I would suggest, however, that the Empire issue was already evident at the time of the American Revolution and the birth of the Republic itself. The crucial differences within the Revolutionary Coalition, and the debates preceding the Revolution among Classical Republicans dating back to the English Revolution and earlier, are totally obscured by that sweet little phrase, “the Founding Fathers.”For want of space, let us discuss just one issue that concerned Classical Republican theorists; Standing Armies ….

The British proscription of Standing Armies in 1694 meant the Army to put down both the Americans and the Irish rebels must be stationed outside the British Isles. Halifax, Nova Scotia, was an ideal spot on the North Atlantic Triangle to station what Jimmy Carter would centuries later call, “a Rapid Deployment Force (RDF). The unpopularity of the War in America meant Hessian mercenaries as well.

Classical Republican theory’s alternative to a Standing Army that led to Empire, was the idea of a decentralized “People’s Militia.” General George Washington never liked the idea of a Militia because it never fitted into his kind of traditional 18th century warfare, of lines on infantry firing at each other at close range with famously inaccurate muskets.

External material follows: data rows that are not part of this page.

PR #6597, opened 2022-09-16
retain input dtype in all prototype transforms kernels

pmeier:
This PR fixes all transforms kernels to always return the same dtype it was called with.

### DIFF
--- a/torchvision/prototype/transforms/functional/_geometry.py
+++ b/torchvision/prototype/transforms/functional/_geometry.py
@@ -829,7 +829,7 @@ def perspective_bounding_box(
     transformed_points = transformed_points.view(-1, 4, 2)
     out_bbox_mins, _ = torch.min(transformed_points, dim=1)
     out_bbox_maxs, _ = torch.max(transformed_points, dim=1)
-    out_bboxes = torch.cat([out_bbox_mins, out_bbox_maxs], dim=1)
+    out_bboxes = torch.cat([out_bbox_mins, out_bbox_maxs], dim=1).to(bounding_box.dtype)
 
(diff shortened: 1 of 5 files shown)


torchvision/prototype/transforms/functional/_geometry.py
```diff
@@ -153,7 +153,7 @@ def resize_bounding_box(
     old_height, old_width = image_size
     new_height, new_width = _compute_resized_output_size(image_size, size=size, max_size=max_size)
     ratios = torch.tensor((new_width / old_width, new_height / old_height), device=bounding_box.device)
-    return bounding_box.view(-1, 2, 2).mul(ratios).view(bounding_box.shape)
+    return bounding_box.view(-1, 2, 2).mul(ratios).to(bounding_box.dtype).view(bounding_box.shape)
```
datumbox, line 156: Optional Nit: For those of us with OCDs perhaps always do last? 😄 
```suggestion
    return bounding_box.view(-1, 2, 2).mul(ratios).view(bounding_box.shape).to(bounding_box.dtype)
```

datumbox (approved):

torchvision/prototype/transforms/functional/_geometry.py
pmeier: [Ackchyually](https://knowyourmeme.com/memes/ackchyually-actually-guy) this is consistent. The dtype conversion always happens before the last `view`:

- `resize_bounding_box` as well as the format conversion functions have no final `.view()` call
- `{affine, perspective, elastic}_bounding_box` have it on the line below the change

I thought about that when I was writing the patch :grin:

PR #6598, opened 2022-09-16
[draft] Pyav backend for VideoReader API

bjuncek:
Draft implementation for the VideoReader API. 
This would allow the usage of the new API without the necessity to have own FFMPEG installation, but instead would only rely on having PyAV installed.

### DIFF
--- a/test/test_video_gpu_decoder.py
+++ b/test/test_video_gpu_decoder.py
@@ -3,6 +3,7 @@ import os
 
 import pytest
 import torch
+import torchvision
 from torchvision.io import _HAS_GPU_VIDEO_DECODER, VideoReader
 
 try:
@@ -29,8 +30,9 @@ class TestVideoGPUDecoder:
         ],
     )
     def test_frame_reading(self, video_file):
+        torchvision.set_video_backend("cuda")
         full_path = os.path.join(VIDEO_DIR, video_file)
-        decoder = VideoReader(full_path, device="cuda")
+        decoder = VideoReader(full_path)
         with av.open(full_path) as container:
             for av_frame in container.decode(container.streams.video[0]):
                 av_frames = torch.tensor(av_frame.to_rgb(src_colorspace="ITU709").to_ndarray())
@@ -54,7 +56,8 @@ class TestVideoGPUDecoder:
         ],
     )
     def test_seek_reading(self, keyframes, full_path, duration):
-        decoder = VideoReader(full_path, device="cuda")
+        torchvision.set_video_backend("cuda")
+        decoder = VideoReader(full_path)
         time = duration / 2
         decoder.seek(time, keyframes_only=keyframes)
         with av.open(full_path) as container:
@@ -79,8 +82,9 @@ class TestVideoGPUDecoder:
         ],
     )
     def test_metadata(self, video_file):
+        torchvision.set_video_backend("cuda")
         full_path = os.path.join(VIDEO_DIR, video_file)
-        decoder = VideoReader(full_path, device="cuda")
+        decoder = VideoReader(full_path)
         video_metadata = decoder.get_metadata()["video"]
         with av.open(full_path) as container:
             video = container.streams.video[0]
--- a/torchvision/__init__.py
+++ b/torchvision/__init__.py
@@ -1,15 +1,23 @@
+from modulefinder import Module
 import os
 import warnings
 
 import torch
 from torchvision import datasets, io, models, ops, transforms, utils
 
-from .extension import _HAS_OPS
+from .extension import _HAS_OPS, _load_library
 
 try:
     from .version import __version__  # noqa: F401
 except ImportError:
     pass
+
+try:
+    _load_library("Decoder")
+    _HAS_GPU_VIDEO_DECODER = True
+except (ImportError, OSError, ModuleNotFoundError):
+    _HAS_GPU_VIDEO_DECODER = False
+
 
 # Check if torchvision is being imported within the root folder
 if not _HAS_OPS and os.path.dirname(os.path.realpath(__file__)) == os.path.join(
@@ -66,11 +74,16 @@ def set_video_backend(backend):
         backend, please compile torchvision from source.
     """
     global _video_backend
-    if backend not in ["pyav", "video_reader"]:
-        raise ValueError("Invalid video backend '%s'. Options are 'pyav' and 'video_reader'" % backend)
+    if backend not in ["pyav", "video_reader", "cuda"]:
+        raise ValueError("Invalid video backend '%s'. Options are 'pyav', 'video_reader' and 'cuda'" % backend)
     if backend == "video_reader" and not io._HAS_VIDEO_OPT:
+        #TODO: better messages
         message = "video_reader video backend is not available. Please compile torchvision from source and try again"
-        warnings.warn(message)
+        raise RuntimeError(message)
+    elif backend == "cuda" and not _HAS_GPU_VIDEO_DECODER:
+        #TODO: better messages
+        message = "cuda video backend is not available."
+        raise RuntimeError(message)
     else:
         _video_backend = backend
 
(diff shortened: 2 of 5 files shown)


test/test_video_gpu_decoder.py
```diff
@@ -79,8 +82,9 @@ def test_seek_reading(self, keyframes, full_path, duration):
         ],
     )
     def test_metadata(self, video_file):
+        torchvision.set_video_backend("cuda")
```
jdsgomes, line 85: can we run this just once for all tests in this file since they all supposed to run with the cud backend?

torchvision/__init__.py
```diff
@@ -1,16 +1,24 @@
...
-from .extension import _HAS_OPS
+from .extension import _HAS_OPS, _load_library
 
 try:
     from .version import __version__  # noqa: F401
 except ImportError:
     pass
 
+try:
+    _load_library("Decoder")
```
jdsgomes, line 16: Do you know why we didn't have this previously?

jdsgomes: I see you moved it from io

torchvision/io/video_reader.py
```diff
@@ -21,11 +18,37 @@ def _has_video_opt() -> bool:
         return False
 
 
+try:
```
jdsgomes, line 21: I wonder if this should be when we `set_video_backend`

torchvision/io/video_reader.py
```diff
@@ -82,30 +105,34 @@ class VideoReader:
...
-    def __init__(self, path: str, stream: str = "video", num_threads: int = 0, device: str = "cpu") -> None:
+    def __init__(self, path: str, stream: str = "video", num_threads: int = 0) -> None:
         _log_api_usage_once(self)
-        self.is_cuda = False
-        device = torch.device(device)
-        if device.type == "cuda":
-            if not _HAS_GPU_VIDEO_DECODER:
-                raise RuntimeError("Not compiled with GPU decoder support.")
-            self.is_cuda = True
+        from .. import get_video_backend
```
jdsgomes, line 112: I think its better to import at the module level

torchvision/io/video_reader.py
```diff
@@ -82,30 +105,34 @@ class VideoReader:
...
+
+        self.backend = get_video_backend()
+        print("Initiated the backend", self.backend)
```
jdsgomes, line 115: if we really need this message I would add something like `f"VideoReader initiated with {self.backend} backend"`

torchvision/io/video_reader.py
```diff
@@ -82,30 +105,34 @@ class VideoReader:
...
+        if self.backend == "cuda":
+            device = torch.device("cuda")
             self._c = torch.classes.torchvision.GPUDecoder(path, device)
             return
-        if not _has_video_opt():
```
jdsgomes, line 100: we still need this inside the `elif self.backend == "video_reader"` bellow right?

torchvision/io/video_reader.py
```diff
@@ -119,14 +146,29 @@ def __next__(self) -> Dict[str, Any]:
             and corresponding timestamp (``pts``) in seconds
 
         """
-        if self.is_cuda:
+        if self.backend == "cuda":
             frame = self._c.next()
             if frame.numel() == 0:
                 raise StopIteration
             return {"data": frame}
```
jdsgomes, line 153: I wonder if we should just return None as pts until we fix the cuda side, don't have strong opinion but seems more consistent to return a dictionary with the same keys for all backends

torchvision/io/video_reader.py
```diff
@@ -145,7 +187,18 @@ def seek(self, time_s: float, keyframes_only: bool = False) -> "VideoReader":
...
+        if self.backend in ["cuda", "video_reader"]:
+            self._c.seek(time_s, keyframes_only)
+        else:
+            # handle special case as pyav doesn't catch it
+            if time_s < 0:
+                time_s = 0
+            temp_str = self.container.streams.get(**self.pyav_stream)[0]
+            offset = int(round(time_s / temp_str.time_base))
+            if not keyframes_only:
+                warnings.warn("Accurate seek is not implemented for pyav backend")
```
jdsgomes, line 199: Not related to this PR, but do you have plans to add accurate seek in PyAV?

torchvision/io/video_reader.py
```diff
@@ -173,6 +237,6 @@ def set_current_stream(self, stream: str) -> bool:
         Returns:
             (bool): True on succes, False otherwise
         """
-        if self.is_cuda:
+        if self.backend == "cuda":
             print("GPU decoding only works with video stream.")
```
jdsgomes, line 241: I think this should be changed to a warning. But can be done on a different PR as it is out of scope

jdsgomes (commented):
Thanks for working on it. In general looks good, so I just left a few comments

datumbox:
FYI @YosuaMichael will be cutting the release branch on Monday. Is your intention to try to merge prior?

bjuncek:
@datumbox let's not do it, it is missing accurate seek so it would make more sense to do it for the next one (and hopefully sort some other woes along the way).

datumbox:
@bjuncek Agreed. Makes sense to me to delay to avoid release issues.

torchvision/io/video_reader.py
bjuncek: Probably a good idea, yeah.

torchvision/io/video_reader.py
bjuncek: Yeah, but in a roundabout way.
(I need to do it manually)

torchvision/__init__.py
bjuncek: yup

torchvision/io/video_reader.py
bjuncek: We could; I have no strong preference.

torchvision/io/video_reader.py
bjuncek: Yes, but this causes circular imports as `get_video_backend` is defined at the root level and it cannot instantiate the module prior to loading all submodules. 
This is a workaround

torchvision/io/video_reader.py
bjuncek: We don't, it was for debugging purposes only. Good catch

torchvision/io/video_reader.py
bjuncek: Done

test/test_video_gpu_decoder.py
bjuncek: Good question. Let me try out :)

torchvision/io/video_reader.py
jdsgomes: I think it makes more sense as this is only relevant if we set backend to pyav

torchvision/io/video_reader.py
```diff
@@ -154,6 +206,17 @@ def get_metadata(self) -> Dict[str, Any]:
...
+        if self.backend == "pyav":
+            metadata = {}  # type:  Dict[str, Any]
+            for stream in self.container.streams:
+                if stream.type not in metadata:
+                    metadata[stream.type] = {"fps": [], "duration": []}
+
+                rate = stream.average_rate if stream.average_rate is not None else stream.sample_rate
+
+                metadata[stream.type]["duration"].append(float(stream.duration * stream.time_base))
+                metadata[stream.type]["fps"].append(float(rate))
```
jdsgomes, line 218: for audio we use framerate instead of fps, I think this is the reason build_docs is failing

test/test_video_gpu_decoder.py
bjuncek: For some reason that failed (putting it in a class header) so I'll keep it as is, and then re-do the tests later.

bjuncek:
Hi @jdsgomes .

If this looks ok, let's try to merge it. 
I'll add the precise seek in later PR to avoid the clutter

jdsgomes (approved):
LGTM I agree that precise seek can be added in a follow up PR

jdsgomes:
Checked the latest changes looks good to me.

PR #6599, opened 2022-09-16
[proto] Added dict support for fill arg for remaining transforms

vfdev-5:
Description:
- fill arg can be int/float/sequence or dict of that.
- Added support for other ops

Blocked by https://github.com/pytorch/vision/pull/6595


datumbox:
It should be merged prior continuing with https://github.com/pytorch/vision/pull/6584.

pmeier (approved):
LGTM when CI is green. Thanks Victor!

PR #6605, opened 2022-09-19
Add stereo train loop

TeodorPoncu:
This is the proposed stereo matching reference script. The logger, distributed, padder utils are taken from our optical flow reference scripts. 

The losses and transforms are included separately in two previous PRs. (#6554 and #6549)


references/depth/stereo/train.py
```diff
@@ -0,0 +1,751 @@
+import argparse
+from email.policy import default
```
vfdev-5, line 2:
```suggestion
```

references/depth/stereo/cascade_evaluation.py
```diff
@@ -0,0 +1,242 @@
...
+    
+    effective_batch_size = batch_size * args.world_size
+    can_do_distributed_test = effective_batch_size < len(val_dataset)
+    
+    if args.distributed and can_do_distributed_test:
+        sampler = torch.utils.data.distributed.DistributedSampler(val_dataset, shuffle=False, drop_last=True)
+    else:
+        sampler = torch.utils.data.SequentialSampler(val_dataset)
+    
+    val_loader = torch.utils.data.DataLoader(
```
YosuaMichael, line 86: Why do we create `val_loader` inside `_evaluate` functions? Is there any reason we choose to do this instead of passing `val_loader`?

(same question in train.py)

references/depth/stereo/parsing.py
```diff
@@ -0,0 +1,122 @@
...
+        "middlebury2014-other",
+        "middlebury2014-train",
+        "middlebury2014-test",
+        "middlebury2014-train-ambient",
+    ]
+
+    if dataset_name not in valid_datasets:
+        raise ValueError(f"Invalid dataset name: {dataset_name}. Valid datasets are: {valid_datasets}")
+
+    if dataset_name == "crestereo":
```
YosuaMichael, line 86: NIT, we might want to consider using `dict[str, Dataset]` instead of a series of if-elif-else. But no strong opinion on this.

references/depth/stereo/train.py
```diff
@@ -0,0 +1,750 @@
...
+    
+    effective_batch_size = batch_size * args.world_size
+    can_do_distributed_test = effective_batch_size < len(val_dataset)
+    
+    if args.distributed and can_do_distributed_test:
+        sampler = torch.utils.data.distributed.DistributedSampler(val_dataset, shuffle=False, drop_last=True)
+    else:
+        sampler = torch.utils.data.SequentialSampler(val_dataset)
+    
+    val_loader = torch.utils.data.DataLoader(
```
YosuaMichael, line 184: same question in cascade_evaluation, why do we define val_loader inside `_evaluate` function instead of passing `val_loader` and define it outside?

references/depth/stereo/train.py
```diff
@@ -0,0 +1,750 @@
...
+    model.eval()
+    header = header or "Test:"
+    device = torch.device(args.device)
+    metric_logger = utils.MetricLogger(delimiter="  ")
+    
+    effective_batch_size = batch_size * args.world_size
+    can_do_distributed_test = effective_batch_size < len(val_dataset)
+    
+    if args.distributed and can_do_distributed_test:
+        sampler = torch.utils.data.distributed.DistributedSampler(val_dataset, shuffle=False, drop_last=True)
```
YosuaMichael, line 180: question, why we use `drop_last=True`?

references/depth/stereo/cascade_evaluation.py
```diff
@@ -0,0 +1,242 @@
...
+        # which will not be fulfilled by non rank 0 processes
+        module = model.module
+
+    num_processed_samples = 0
+    with torch.cuda.amp.autocast(enabled=args.mixed_precision, dtype=torch.float16):
+        if should_forward:
+            batch_idx = 0
+            for blob in metric_logger.log_every(val_loader, print_freq, header):
+                image_left, image_right, disp_gt, valid_disp_mask = (x.to(device) for x in blob)
+                padder = utils.InputPadder(image_left.shape, mode=padder_mode)
```
YosuaMichael, line 117: Question, can we put this `InputPadder` as part of transform (passed to dataset)?

references/depth/stereo/cascade_evaluation.py
```diff
@@ -0,0 +1,242 @@
...
+    checkpoint = torch.load(args.checkpoint, map_location=torch.device("cpu"))
+    experiment_args = checkpoint["args"]
+    model = torchvision.prototype.models.depth.stereo.__dict__[experiment_args.model](weights=None)
+    model.load_state_dict(checkpoint["model"])
+    return model
+
+    
+def main(args):
+    model = load_checkpoint(args)
+    evaluate(model, args, padder_mode="kitti")
```
YosuaMichael, line 237: Do padder_mode always be `kitti`?

references/depth/stereo/train.py
```diff
@@ -0,0 +1,750 @@
...
+    if args.weights and args.test_only:
+        weights = torchvision.models.get_weight(args.weights)
+        trans = weights.transforms()
+
+        def preprocessing(image_left, image_right, disp, valid_disp_mask):
+            image_left, image_right = trans(image_left, image_right)
+            if disp is not None and not isinstance(disp, torch.Tensor):
+                disp = torch.from_numpy(disp)
+            if valid_disp_mask is not None and not isinstance(valid_disp_mask, torch.Tensor):
+                valid_disp_mask = torch.from_numpy(valid_disp_mask)
```
YosuaMichael, line 257: I think we should handle the case where the image is resized, i.e. need to resize disp and valid_disp_mask as well.

references/depth/stereo/train.py
```diff
@@ -0,0 +1,750 @@
...
+        preprocessing = make_eval_transform(args)
+
+    for name in val_datasets:
+        val_dataset = make_dataset(name, args.dataset_root, transforms=preprocessing)
+        _evaluate(
+            model,
+            args,
+            val_dataset,
+            iterations=args.recurrent_updates,
+            padder_mode="kitti",
```
YosuaMichael, line 270: Same question in cascade inference, do we always use `padder_mode="kitti"` ?

references/depth/stereo/train.py
```diff
@@ -0,0 +1,750 @@
...
+            header=f"{name} evaluation",
+            batch_size=args.batch_size,
+            writter=writter,
+            step=step,
+        )
+
+
+def run(model, optimizer, scheduler, train_loader, logger, writer, scaler, args):
```
YosuaMichael, line 278: NIT, instead of run, maybe we should call it `train` instead

references/depth/stereo/train.py
```diff
@@ -0,0 +1,750 @@
...
+
+        with torch.no_grad():
+            metrics, _ = utils.compute_metrics(
+                disp_predictions[-1][:, :1, :, :], # predictions might have 2 channels
+                disp_mask[:, :1, :, :], # so does the ground truth
+                valid_disp_mask,
+                args.metrics
+            )
+        
+        metrics.pop("f1", None)
```
YosuaMichael, line 386: Why do we pop "f1" specifically here?

references/depth/stereo/train.py
```diff
@@ -0,0 +1,750 @@
...
+                torch.save(checkpoint, Path(args.checkpoint_dir) / f"{args.name}.pth")
+
+        if step % args.valid_frequency == 0:
+            evaluate(model, args, writer, step)
+            model.train()
+            if args.freeze_batch_norm:
+                if isinstance(model, nn.parallel.DistributedDataParallel):
+                    freeze_batch_norm(model.module)
+                else:
+                    freeze_batch_norm(model)
```
YosuaMichael, line 443: We should save the model once the training finished as well (after exiting the for loop)

references/depth/stereo/train.py
```diff
@@ -0,0 +1,750 @@
...
+        raise ValueError("The device must be cuda if we want to run in distributed mode using torchrun")
+    device = torch.device(args.device)
+
+    # select model architecture
+    model = torchvision.prototype.models.depth.stereo.__dict__[args.model](weights=args.weights)
+
+    # convert to DDP if need be
+    if args.distributed:
+        model = model.to(args.local_rank)
+        model = torch.nn.parallel.DistributedDataParallel(model, device_ids=[args.local_rank])
```
YosuaMichael, line 464: NIT, lets follow similar pattern to [train.py in classification](https://github.com/pytorch/vision/blob/main/references/classification/train.py#L301), where we have `args.gpu` that defined in [init_distributed_mode function](https://github.com/pytorch/vision/blob/main/references/classification/utils.py#L245).

references/depth/stereo/train.py
```diff
@@ -0,0 +1,750 @@
...
+    import argparse
+
+    parser = argparse.ArgumentParser(description="PyTorch Stereo Matching Training", add_help=add_help)
+    # checkpointing
+    parser.add_argument("--name", default="crestereo", help="name of the experiment")
+    parser.add_argument("--resume", type=str, default=None, help="from which checkpoint to resume")
+    parser.add_argument("--checkpoint-dir", type=str, default="checkpoints", help="path to the checkpoint directory")
+
+    # dataset
+    parser.add_argument("--dataset-root", type=str, default="/fsx/users/teodorponcu/datasets", help="path to the dataset root directory")
```
YosuaMichael, line 571: NIT, Avoid having your name in the file path.

YosuaMichael (commented):
Hi @TeodorPoncu , thanks for the PR! Here are some comments, let me know what you think!

references/depth/stereo/cascade_evaluation.py
TeodorPoncu: Because we might want to consume the specific dataset multiple times in the cascaded inference, therefore that's done to avoid any bugs where the dataloader might not be fully consumed and just be partially iterated over.

references/depth/stereo/train.py
TeodorPoncu: My only concern with calling it train was that in contains a call to the evaluation loop as well.

references/depth/stereo/train.py
TeodorPoncu: "f1" is not necessarily a good metric during training time, because it's based on the relative epe. Depending on the batch disparity distribution the relative might not give a good representation of how it actually transfers to the evaluation part as well.

references/depth/stereo/parsing.py
TeodorPoncu: I agree, that is a better alternative.

references/depth/stereo/cascade_evaluation.py
TeodorPoncu: That would unfortunately not work since we have to be able to unpad the out as well after we have passed through the model. I believe another alternative would be to bind the padding utility to the model forward pass somehow.

references/depth/stereo/train.py
TeodorPoncu: In order to avoid strange behaviours when the test size is sufficiently large to fit on a step of DDP, but not large enough to be distributed to all worker nodes.

references/depth/stereo/train.py
TeodorPoncu: In that case we would have to move into the `_presets.py` transform to accept optional disparity masks just in case. It still feels odd for me to have presets that are destined to be input only to handle that. 

My suggestion would  be to compute the image size / shape before and after and just scale it inside this function.

references/depth/stereo/train.py
YosuaMichael: Hmm... if the case that you mention happen, isn't drop last gonna drop the whole dataset in that case?
Also, I think you already try to handle this with `can_do_distributed_test` variable, do we need both `drop_last=True` and `can_do_distributed_test` to handle such case?

TeodorPoncu: For instance, you have an effective batch_size of 10 and a dataset size of 11. You're going to process the first batch, which will leave you with 1 sample remaining. That sample will be skipped.

`can_do_distributed_test` checks wether or not the dataset size is smaller than the effective batch_size.

references/depth/stereo/cascade_evaluation.py
YosuaMichael: I think for your alternative, if we can add the padding on the model without specifying `padder_mode` then that should be fine. But if we need to specify `padder_mode`, then I think it is better to put it here as it is now

references/depth/stereo/cascade_evaluation.py
YosuaMichael: If you think always using Kitti is fine, in this case I think we should remove `padder_mode` and always use the same padding mode without the need of input param.
Otherwise if we need different padder_mode depend on dataset, then I think we should add extra param in argparse.

references/depth/stereo/cascade_evaluation.py
TeodorPoncu: One way to avoid specifying `padder_mode`  would be to have a default variable in the model constructors, and include a setter for them in case the user wants to change the padder mode after instantiating the model.

references/depth/stereo/train.py
YosuaMichael: Although I agree that this may not be the best approach, as of now my recommendation is to follow the train script in segmentation: https://github.com/pytorch/vision/blob/main/references/segmentation/train.py#L42

Basically manually transform the mask and disparity after knowing the image size.

references/depth/stereo/cascade_evaluation.py
YosuaMichael: Lets discuss about this tomorrow, I didn't really get what you mean here

references/depth/stereo/train.py
YosuaMichael: From the docs: https://pytorch.org/docs/stable/data.html#torch.utils.data.distributed.DistributedSampler
Seems like if we set `drop_last=False` it will add extra indices to make sure the data is evenly divisible across replica.
So I think both have their own issue (not using the whole test data, or having duplicate test data).
In my personal preference though, I prefer to have duplicate test data compared to dropping some of the test data.

references/depth/stereo/cascade_evaluation.py
YosuaMichael: Lets keep it as it is now, since if we add it to the models it also meant we need to add this padding behaviour to all stereo matching models

references/depth/stereo/train.py
```diff
@@ -0,0 +1,754 @@
...
+        def preprocessing(image_left, image_right, disp, valid_disp_mask):
+            C_o, H_o, W_o = get_dimensions(image_left)        
+            image_left, image_right = trans(image_left, image_right)
+            
+            C_t, H_t, W_t = get_dimensions(image_left)
+            scale_factor = W_t / W_o
+            
+            if disp is not None and not isinstance(disp, torch.Tensor):                
+                disp = torch.from_numpy(disp)
+                if scale_factor != 1:
```
YosuaMichael, line 222: Since `scale_factor` is a float, I think this comparison `scale_factor != 1` is risky.
I recommend: `if W_t != W_o`

references/depth/stereo/train.py
```diff
@@ -254,12 +232,28 @@ def preprocessing(image_left, image_right, disp, valid_disp_mask):
 
     for name in val_datasets:
         val_dataset = make_dataset(name, args.dataset_root, transforms=preprocessing)
+        effective_batch_size = args.batch_size * args.world_size
+        can_do_distributed_test = effective_batch_size < len(val_dataset)
```
YosuaMichael, line 236: Can you try if there is error if we dont use `can_do_distributed_test`?

references/depth/stereo/train.py
```diff
@@ -254,12 +232,28 @@ def preprocessing(image_left, image_right, disp, valid_disp_mask):
...
+        
+        if args.distributed and can_do_distributed_test:
+            sampler = torch.utils.data.distributed.DistributedSampler(val_dataset, shuffle=False, drop_last=False)
+        else:
+            sampler = torch.utils.data.SequentialSampler(val_dataset)
+        
+        val_loader = torch.utils.data.DataLoader(
```
YosuaMichael, line 243: NIT, can we move `val_loader` creation to the `main` function? Similar to `train_loader` (but should be before the first evaluate)

references/depth/stereo/cascade_evaluation.py
```diff
@@ -182,6 +157,23 @@ def preprocessing(image_left, image_right, disp, valid_disp_mask):
...
+        
+        effective_batch_size = args.batch_size * args.world_size
+        can_do_distributed_test = effective_batch_size < len(val_dataset)
+        
+        if args.distributed and can_do_distributed_test:
+            sampler = torch.utils.data.distributed.DistributedSampler(val_dataset, shuffle=False, drop_last=False)
+        else:
+            sampler = torch.utils.data.SequentialSampler(val_dataset)
+        
+        val_loader = torch.utils.data.DataLoader(
```
YosuaMichael, line 169: NIT, Similar with my comment in train.py, we should consider moving val_loader creation to main

YosuaMichael (commented):
Few NITs

references/depth/stereo/cascade_evaluation.py
TeodorPoncu: @YosuaMichael it could be moved, only observation is that it should be converted to a dictionary of loaders in order to still know which datasets is being handled during evaluation in order to correctly log it

.gitignore
```diff
@@ -42,3 +42,6 @@ xcuserdata/
 # direnv
 .direnv
 .envrc
+
+slurm-*
+*checkpoint
```
jdsgomes, line 47:
```suggestion
*checkpoint

```

references/depth/stereo/cascade_evaluation.py
```diff
@@ -0,0 +1,234 @@
...
+import torchvision.prototype.models.depth.stereo
+import warnings
+from vizualization import make_prediction_image_side_to_side
+
+def get_args_parser(add_help=True):
+    import argparse
+    
+    parser = argparse.ArgumentParser(description="PyTorch Stereo Matching Evaluation", add_help=add_help)
+    parser.add_argument("--dataset", type=str, default="middlebury2014-train", help="dataset to use")
+    parser.add_argument("--dataset-root", type=str, default="/fsx/users/teodorponcu/datasets", help="root of the dataset")
```
jdsgomes, line 16: ups :) your path is hardcoded here

references/depth/stereo/cascade_evaluation.py
```diff
@@ -0,0 +1,234 @@
...
+    checkpoint_name = os.path.basename(args.checkpoint)
+    image_checkpoint_folder = os.path.join(args.img_folder, checkpoint_name)
+
+    if args.weights and args.test_only:
+        weights = torchvision.models.get_weight(args.weights)
+        trans = weights.transforms()
+
+        def preprocessing(image_left, image_right, disp, valid_disp_mask):
+            image_left, image_right = trans(image_left, image_right)
+            if disp is not None and not isinstance(disp, torch.Tensor):
```
jdsgomes, line 144: I might have missed this, but why do we need this special casting here?

jdsgomes (commented):
another round. I will try to finish the entire review today

references/depth/stereo/cascade_evaluation.py
```diff
@@ -0,0 +1,234 @@
...
+    
+    num_processed_samples = utils.reduce_across_processes(num_processed_samples) / args.world_size 
+    
+    print("Num_processed_samples: ", num_processed_samples)
+    if (
+        hasattr(val_loader.dataset, "__len__")
+        and len(val_loader.dataset) != num_processed_samples
+        and torch.distributed.get_rank() == 0
+    ):
+        warnings.warn(
```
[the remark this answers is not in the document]
TeodorPoncu: I've discussed with Yosua and have chosen to follow the reference in the classification script. If we want to change back to the optical flow route, we could do that.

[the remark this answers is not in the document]
jdsgomes: We can leave it as it then.

jdsgomes (commented):
Thanks for doing this. In general looks good so I don't have further comments. 
In order to merge there are only a few things left
- a few pending comments from Yosua
- several newlines missing 
- lint errors

references/depth/stereo/cascade_evaluation.py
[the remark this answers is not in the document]
YosuaMichael: Ah yes, just to add context that this is a design decision between `drop_last=True` where we remove some of the eval data vs `drop_last=False` where in this case the data loader will add indices to make sure the data is divisible by the number of GPU and cause duplicate data.

Both case are not ideal in distributed setting (one have duplicate data, one have missing data). But personally I prefer to have duplicate data in this case since the code is simpler (like the classification example). And I think this is more like design choice since both option is not ideal.

references/depth/stereo/train.py
```diff
@@ -0,0 +1,801 @@
...
+            "crestereo",
+            "eth3d-train",
+            "middlebury2014-train-ambient",
+            "middlebury2014-other",
+            "instereo2k",
+            "fallingthings",
+            "carla-highres",
+            "sintel",
+            "sceneflow-monkaa",
+            "sceneflow-driving",
```
YosuaMichael, line 605: NIT, can we add sceneflow flyingthings?

YosuaMichael (approved):
Thanks for your hard work @TeodorPoncu, this PR looks good! Just one minor nit from me.
I will approve first to unblock.

jdsgomes (approved):
LGTM. Thanks for the great contribution.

No wonder the British Redcoats prayed for rain so they could fix bayonets for a charge against the less experienced Americans.

Yet, as military historians such as John Shy have noted, it was the Militia that was always the “sand in the gears” of the British military machine. Properly used, as by General Nathaniel Greene in the later campaign in the South, the Militia made a significant contribution. Because the British never controlled very much of North America outside of New York City for any length of time, there was very little of today’s “guerrilla warfare” possible, but in that one area the guerrilla Militia was formidable.

What has been obscured by historians is that one wing of the American Revolutionary Coalition was already into the idea of Empire, and that General George Washington was a prime mover in that view. Even during the crucial battles in the South in 1781, Washington sent General LaFayette to negotiate with the Militia of Vermont, Ethan Allen’s “Green Mountain Boys,” about launching another attack to take Canada. By that time, the Militia understood the game about as well as do our high-priced Halliburton and Blackwater contractors in Iraq today, and demanded “double pay, double rations and plunder,” the last certainly a give-away of the imperial nature of the proposed venture, and a perfect way of countering Washington’s proposed expedition. As a result, the “Boys” returned to Vermont.

Peace might have been had in 1777–78, after the victory at Saratoga, and before the alliance with France, had the War Party in the American Coalition been willing to negotiate with the Carlisle Peace Commission, leaving out its continued demand for Canada.

Washington’s dislike of the Militia carried over into his presidency in the 1790?s with his handling of the so-called “Whiskey Rebellion” by using Militia from distant states, because the local rebels themselves were apt to be Militia. What the historian Richard Kohn called the “Murder of the Militia System” was also related perhaps to the need to use regular army troops for “Indian Removal,” an action many veterans later described as the most despicable in their careers.

Much has been made by some opponents of Interventionism, in suggesting that we go back to Washington’s Farewell Address, of “no entangling alliances,” as a model for the country today. I believe this a misreading of the Washington-Alexander Hamilton view, that this really meant an open door to unilateral intervention.

As exhibit one, I would offer Washington’s aid to the French Creoles in Haiti in 1792, in an effort to thwart the Blacks revolting there. Here was America’s first effort at “foreign aid,” some $726,000 at a time when that was real money! As a southerner and slaveholder, Washington was concerned that Black revolt would carry over into the United States. How different, really, was his effort from the dozens of American efforts in the last decades to prop up despots and counter-revolutionaries with financial resources to keep them in power?